Puppet Rain suddenly disappeared.
Scales appeared on Aiden’s skin as he jolted up, but stopped as he saw Puppet Rain apparently conversing with Jun at a speed far too fast for him to understand.
Then Jun plopped down beside him at normal speed, and said with an unclogged nose, “God that was so boring!”
“You used Nightcore to speed up your regeneration?” Aiden asked.
“I waited for ages! There was nothing to do! My phone doesn’t work that fast!” She disappeared and returned with a ball. “Aiden play four square with me, Puppet Rain doesn’t know the rules!”
“You could’ve read a book,” Aiden suggested, “And unlike you, I’m still sick.”
Jun took off her Nightcore mask, revealing a devilish grin, “I could fix that.”
As an answer, Aiden animated the blanket and comforter on him. “No.”
“C’mon!” Jun spun the mask in her hand. “I’m a legit healer now, people would be paying me out the ass for this kind of treatment. It’s like medicine! Or the coffee you’re addicted to.”
“I am not addicted to coffee, I can stop at any time.”
At that moment, Puppet Rain brought a cup of coffee to Aiden.
All three of them stared at the steaming cup, after a moment of silence, Aiden said, “No thanks, I’m good now.”
Aiden watched Puppet Rain go, eyes narrowed slightly, but he could not keep up his own suspicions as he felt Jun’s eyes boring into his back. He turned back to Jun, finding her eyes wide and watery in her best attempt to be puppy eyed.
He remained stone faced.
Jun disappeared and returned holding her dog.

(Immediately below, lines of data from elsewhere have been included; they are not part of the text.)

PR #12, opened 2017-10-18
Add Prometheus metrics

### LINKED ISSUE #11: Add Prometheus metrics
Hi Josh,

I have another request which stems from a requirement in the business context where we'll use ChartMuseum (but would also make sense in a more general context I believe): add Prometheus metrics, using https://github.com/prometheus/client_golang.

Things it would be nice to (optionally) measure:

* Number of requests, by type
* Duration of requests
* Number of charts served
* Time it takes to regenerate index
* Etc.

What do you think? Of course if you agree once more, I'll be happy to propose an implementation.

cjauvin:
Here is a solution that fixes #11. It does two things:

1. Use a middleware (https://github.com/zsais/go-gin-prometheus) to inject metrics at the request level (essentially covering almost all our monitoring needs in one fell swoop!)
2. Add two extra gauges: one giving the total number of distinct charts served at any moment, and the other the total number of chart _versions_, at any moment

A caveat with (1): `go-gin-prometheus` uses the name of the target handler as its counter label, e.g. 

```
chartmuseum_requests_total{code="409",handler="github.com/chartmuseum/chartmuseum/pkg/chartmuseum.(*Server).(github.com/chartmuseum/chartmuseum/pkg/chartmuseum.postRequestHandler)-fm",host="localhost:8080",method="POST"} 1
```

which is harder to read (and possibly less useful in the long run, if the code changes) than the API routes.. What do you think? If you agree, I could propose a change on the external project.

### DIFF
--- a/cmd/chartmuseum/main.go
+++ b/cmd/chartmuseum/main.go
@@ -43,6 +43,7 @@ func cliHandler(c *cli.Context) {
 		Debug:                  c.Bool("debug"),
 		LogJSON:                c.Bool("log-json"),
 		EnableAPI:              !c.Bool("disable-api"),
+		EnableMetrics:          !c.Bool("disable-metrics"),
 		AllowOverwrite:         c.Bool("allow-overwrite"),
 		ChartURL:               c.String("chart-url"),
 		TlsCert:                c.String("tls-cert"),
@@ -143,6 +144,11 @@ var cliFlags = []cli.Flag{
 		Name:   "log-json",
 		Usage:  "output structured logs as json",
 		EnvVar: "LOG_JSON",
+	},
+	cli.BoolFlag{
+		Name:   "disable-metrics",
+		Usage:  "disable Prometheus metrics",
+		EnvVar: "DISABLE_METRICS",
 	},
 	cli.BoolFlag{
 		Name:   "disable-api",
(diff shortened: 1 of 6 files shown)


jdolitsky:
Thanks for this, seems extremely straightforward :+1:

Few questions:
- Can we change the CLI flag from `--disable-metrics` to `--enable-metrics`? I would imagine majority of people will not be using Prometheus
- I do not have a lot of background on Prometheus. How do the metrics get to Prometheus? We don't need an additonal flag like `--prometheus-host=<host>` ?
- If something fails on the metrics side, will it affect the service?

I also agree with your comment about metrics being hard to read. It would be nice if that showed `POST /api/charts` instead or in addition to the handler. Maybe we can start by opening an issue on their GitHub.

Thanks again!

cjauvin:
> Can we change the CLI flag from --disable-metrics to --enable-metrics? I would imagine majority of people will not be using Prometheus

No problem if that's what you want of course, but I am under the impression that Prometheus is relatively popular, especially in the K8s/Helm community, where it is a "native citizen".

> I do not have a lot of background on Prometheus. How do the metrics get to Prometheus? We don't need an additonal flag like --prometheus-host=<host> ?

Prometheus is using a "pull" architecture (https://prometheus.io/docs/introduction/faq/#why-do-you-pull-rather-than-push?) so no, it is not required.

If something fails on the metrics side, will it affect the service?

Not at all!

jdolitsky:
That's very interesting. Lets keep it as is then. Thank you!

PR #13, opened 2017-10-30
Add function to limit request counter cardinality

cjauvin:
Following the acceptance of [this PR](https://github.com/zsais/go-gin-prometheus/pull/17), this implements such an actual mapping function in the context of the ChartMuseum. To be clear, its effect will be such that, for example:

1. A call to `/charts/foo-1.2.3.tgz` will increment `chartmuseum_requests_total{url="/charts/:filename"}`, instead of `chartmuseum_requests_total{url="/charts/foo-1.2.3.tgz"}`
2. A call to `/api/charts/foo/1.2.3` will increment `chartmuseum_requests_total{url="/api/charts/:name/:version"}`, instead of `chartmuseum_requests_total{url="/api/charts/foo/1.2.3"}`

Reviewers: @jdolitsky, @mattfarina, @davidovich and @rodcloutier

### DIFF
--- a/glide.lock
+++ b/glide.lock
@@ -1,5 +1,5 @@
-hash: 43ffa53a3671201d1632271e22efa7b82b21febf1c93e3ab8c9ea91086df55ec
-updated: 2017-10-26T08:23:40.672037942-05:00
+hash: 141a7d6afe632c03c92ba5776d0a4870d8cfc9f1c2cf3feed6ad534f4a17810d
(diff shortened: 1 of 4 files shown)


davidovich:
LGTM.

I see this as a preliminary implementation that adds value (limiting prometheus metrics that will have the tendency to ballon with high cardinality). 

If we get to the point where a more fine grained or configurable behavior is wanted, we can add this at a later PR.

Aiden rolled his eyes, “Don’t you know I’m dead inside.”
Jun turned the dog around and said to her, “Ms Fluffernutter, your lessons are a lie.”
Aiden rubbed his brow, suddenly very tired. Normally he could keep up with these antics, and many more. He let out a sigh of defeat, “Fine. But I’m taking it off as soon as I’m better. I am not staying that way.”
“But Nightcore Aiden is sooo funny.” Jun tossed the mask to him.
“Don’t change the personality of your friends to suit yourself.” The mask became a button earring in hands, and with a bit of hesitance, he put it on his ear.
Five minutes later, Jun was watching Aiden rush around the room. Alternating between the laptop and rapidly writing something down.
“Multipletypesofmemory. Longandshortterm, emotional, sensory…” Aiden bit his thumb in thought.
Jun waved Ms Fluffernutter’s paws.
Aiden pumped up his fists, “I’vebeenworkinglargelywithinsemanticmemory, howeverthat’snottheonlytypeofmemory! HowcouldI’vebeensostupid?”
“Slow down!” Jun yelled, then put Ms Fluffernutter down and took a step back, “Wow, so that’s what it feels like.”
“My power activates on semantic memory but that is clearly not the only type of memory I can use! I’ve been using emotional memories to copy powers, but I’ve also expended episodic memories!”
“Again, slow down, and maybe try speaking in English.”
“Jun! Don’t you get it? The fact that I’m realising this right now, your powers, Nightcore isn’t just sped time and regeneration, I’m thinking better. More ideas are coming to me, and I’m also learning faster!”
Jun paused with thought, “That…” Ms Fluffernutter laid down beside their leg, and Jun was reminded of the time they learned how to swim by just seeing her paddle. “That makes a lot of sense actually.”
Aiden grabbed their hands, “Let me use this for a bit longer. I have all these ideas! Stack was just the first step!”
“Yeah but umm, you were very insistent on getting it off the moment you were better.”
“Hell no!” Aiden rushed back to the laptop, “We’re turning this manic episode into a manic season!”